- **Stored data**
+ + + + +

PR #2429, opened 2026-07-27
fix(rds): return DBSubnetGroup on DB instances

jakshi:
`CreateDBInstance` accepts `DBSubnetGroupName` and then drops it. Nothing stores the name, and no `CreateDBInstance` / `DescribeDBInstances` / `ModifyDBInstance` response renders a `<DBSubnetGroup>` element. So `.DBInstances[0].DBSubnetGroup.DBSubnetGroupName` always reads `null`, and the Terraform provider sees an empty `db_subnet_group_name` on an instance it just created in that group. Real AWS returns the whole group on every instance placed in one. `CreateDBInstance` also accepts a group name that does not exist; real AWS answers `DBSubnetGroupNotFoundFault`.

## Fix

+ + + + +

- **INSTRUCTIONS TO FOLLOW**
Copy exactly the line containing "and then drops" and each line after it through the end of the records above.

- **YOUR SOLUTION**
`CreateDBInstance` accepts `DBSubnetGroupName` and then drops it. Nothing stores the name, and no `CreateDBInstance` / `DescribeDBInstances` / `ModifyDBInstance` response renders a `<DBSubnetGroup>` element. So `.DBInstances[0].DBSubnetGroup.DBSubnetGroupName` always reads `null`, and the Terraform provider sees an empty `db_subnet_group_name` on an instance it just created in that group. Real AWS returns the whole group on every instance placed in one. `CreateDBInstance` also accepts a group name that does not exist; real AWS answers `DBSubnetGroupNotFoundFault`.

## Fix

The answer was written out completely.